* Exercise directions: Find the number of lines in these records where the word "RemoveLayer" appears. Reply with that number and nothing more.

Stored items
□ □ □ □ □
PR #4344, opened 2024-05-08
remove layer's link file by gc

microyahoo:
The garbage-collect should remove unsed layer link file

P.S. This was originally contributed by @m-masataka, now I would like to take over it. 
Thanks @m-masataka efforts with PR https://github.com/distribution/distribution/pull/2288


registry/storage/garbagecollect.go
```diff
@@ -97,15 +98,32 @@ func MarkAndSweep(ctx context.Context, storageDriver driver.StorageDriver, regis
...
+			//
+			// In these cases we can continue marking other manifests safely.
+			if _, ok := err.(driver.PathNotFoundError); !ok {
+				return err
+			}
+		}
+		blobService := repository.Blobs(ctx)
+		layerEnumerator, ok := blobService.(distribution.ManifestEnumerator)
+		if !ok {
+			return fmt.Errorf("unable to convert BlobService into ManifestEnumerator")
```
milosgajdos, line 114: if we are not formatting the error string, we should avoid using `fmt.Errorf` and simply go for `errors.New`

registry/storage/vacuum.go
```diff
@@ -100,3 +100,18 @@ func (v Vacuum) RemoveRepository(repoName string) error {
 
 	return nil
 }
+
+// RemoveLayer removes a layer link path from the storage
+func (v Vacuum) RemoveLayer(repoName string, dgest digest.Digest) error {
```
squizzi, line 105:
```suggestion
func (v Vacuum) RemoveLayer(repoName string, dgst digest.Digest) error {
```

nit: `dgst` is used everywhere else, just follow suite here.

microyahoo:
> There should be a way to test for this in https://github.com/distribution/distribution/blob/main/registry/storage/garbagecollect_test.go, I'd like to see a test added for this where a link file is created and then checked for deletion after a successful GC run.

hi @squizzi, I will add it ASAP.

squizzi (approved):

thewolt:
@microyahoo is it normal that there is no dry-run protection when deleting the `deleteLayerSet` like adding inside the loop :
```
		if opts.DryRun {
			continue
		}
```
before the `RemoveLayer` statement ?

I was testing 3.0.0-beta.1 with the `--dry-run` option and i've got a lot of `Deleting layer link path:` logs 😱

microyahoo:
> @microyahoo is it normal that there is no dry-run protection when deleting the `deleteLayerSet`?
> 
> like adding inside the loop :
> 
> ```
> 		if opts.DryRun {
> 			continue
> 		}
> ```
> 
> before the `RemoveLayer` statement ?
> 
> I was testing 3.0.0-beta.1 with the `--dry-run` option and i got a lot of `Deleting layer link path:` logs 😱

Hi @thewolt, I will fix it ASAP, thanks for your reminder.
□ □ □ □ □
* Your solution: 5